Ranson Janice M, Bucholc Magda, Lyall Donald, Newby Danielle, Winchester Laura, Oxtoby Neil P, Veldsman Michele, Rittman Timothy, Marzi Sarah, Skene Nathan, Al Khleifat Ahmad, Foote Isabelle F, Orgeta Vasiliki, Kormilitzin Andrey, Lourida Ilianna, Llewellyn David J
University of Exeter Medical School, College House, St Luke's Campus, Heavitree Road, Exeter, EX1 2LU, UK.
Cognitive Analytics Research Lab, School of Computing, Engineering & Intelligent Systems, Ulster University, Derry, UK.
Brain Inform. 2023 Feb 24;10(1):6. doi: 10.1186/s40708-022-00183-3.
Progress in dementia research has been limited, with substantial gaps in our knowledge of targets for prevention, mechanisms for disease progression, and disease-modifying treatments. The growing availability of multimodal data sets opens possibilities for the application of machine learning and artificial intelligence (AI) to help answer key questions in the field. We provide an overview of the state of the science, highlighting current challenges and opportunities for utilisation of AI approaches to move the field forward in the areas of genetics, experimental medicine, drug discovery and trials optimisation, imaging, and prevention. Machine learning methods can enhance results of genetic studies, help determine biological effects and facilitate the identification of drug targets based on genetic and transcriptomic information. The use of unsupervised learning for understanding disease mechanisms for drug discovery is promising, while analysis of multimodal data sets to characterise and quantify disease severity and subtype are also beginning to contribute to optimisation of clinical trial recruitment.

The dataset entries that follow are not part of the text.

PR #1272, opened 2026-07-12
chore(deps): downgrade `serde_with` in `graphql_tools` 

TuvalSimha:
This pull request downgrades `serde_with` to ensure Fastly SDK compatibility (requires time = "=0.3.23") for graphql-tools migration.


Cargo.toml
```diff
@@ -37,7 +37,7 @@ serde_json = "1.0.150"
 sonic-rs = "0.5.3"
 insta = { version = "1.42.1", features= ["filters"] }
 criterion = { version = "0.8", features = ["html_reports", "async_tokio"] }
-lazy_static = "1.5.0"
+lazy_static = "1"
```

Data-driven experimental medicine is needed to analyse data across modalities and develop novel algorithms to translate insights from animal models to human disease biology. AI methods in neuroimaging outperform traditional approaches for diagnostic classification, and although challenges around validation and translation remain, there is optimism for their meaningful integration to clinical practice in the near future. AI-based models can also clarify our understanding of the causality and commonality of dementia risk factors, informing and improving risk prediction models along with the development of preventative interventions. The complexity and heterogeneity of dementia requires an alternative approach beyond traditional design and analytical approaches. Although not yet widely used in dementia research, machine learning and AI have the potential to unlock current challenges and advance precision dementia medicine.

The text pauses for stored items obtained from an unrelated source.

PR #1279, opened 2026-07-14
feat(router): `OnGraphqlAnalysis` hook and shared `OperationFilter` for authorization and plugins

### LINKED ISSUE #1086: Router-Level Auth Field Stripping for Federated GraphQL
# Router-Level Auth Field Stripping for Federated GraphQL

## Problem

We use schema directives (`@authorize`) to mark fields that require authentication. When an unauthenticated client sends a query containing a mix of public and auth-required fields, the router currently forwards the **entire** query to subgraphs — including the auth-required fields the client cannot access.

```graphql
# Client sends (no JWT):
{
  streakBoost { currentDayIndex }   # requires @authorize
  trendingCollections { name }      # public
}
```

Today, both fields reach the subgraph. The subgraph then checks auth, returns `null` + an auth error for `streakBoost`, and returns real data for `trendingCollections`. This works correctly, but the subgraph still receives and processes a field it will always reject — wasting compute.

**What we want:** The router strips auth-required fields from the query before it reaches any subgraph when the request has no valid JWT. The subgraph should only receive:

```graphql
{
  trendingCollections { name }
}
```

The router itself would return `null` + an auth error extension for `streakBoost`, matching the response shape the subgraph would have produced.

For the pure case where **all** root fields require auth and there's no JWT, we've already implemented early rejection at the router (the query never reaches the subgraph at all). Field stripping is the natural next step for the mixed case.

## Why This Matters

- **Reduced subgraph load**: Auth-required fields in unauthenticated requests are guaranteed to return null. Forwarding them wastes subgraph CPU, memory, and downstream calls (DB queries, gRPC fanout, etc.).
- **Latency**: The subgraph may do expensive work (resolve nested fields, hit caches) before the auth check rejects the field. Stripping at the router avoids this entirely.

痴呆症研究进展有限,在预防靶点、疾病进展机制和疾病修饰治疗等方面,我们的认知存在重大差距。多模态数据集日益丰富,为应用机器学习和人工智能(AI)来回答该领域的关键问题带来了可能性。我们概述了科学现状,强调了利用人工智能方法推动该领域在遗传学、实验医学、药物发现与试验优化、成像以及预防等领域发展的当前挑战与机遇。机器学习方法可以提高基因研究的结果,帮助确定生物学效应,并基于基因和转录组信息促进药物靶点的识别。使用无监督学习来理解药物发现的疾病机制很有前景,同时分析多模态数据集以表征和量化疾病严重程度及亚型也开始有助于优化临床试验招募。需要数据驱动的实验医学来跨模态分析数据,并开发新算法,将动物模型的见解转化为人类疾病生物学。神经成像中的人工智能方法在诊断分类方面优于传统方法,尽管在验证和转化方面仍存在挑战,但人们对其在不久的将来有意义地整合到临床实践持乐观态度。基于人工智能的模型还可以阐明我们对痴呆症风险因素因果关系和共性的理解,为风险预测模型提供信息并加以改进,同时推动预防性干预措施的发展。痴呆症的复杂性和异质性需要一种超越传统设计和分析方法的替代方法。尽管机器学习和人工智能在痴呆症研究中尚未广泛应用,但它们有潜力解决当前的挑战并推动精准痴呆症医学的发展。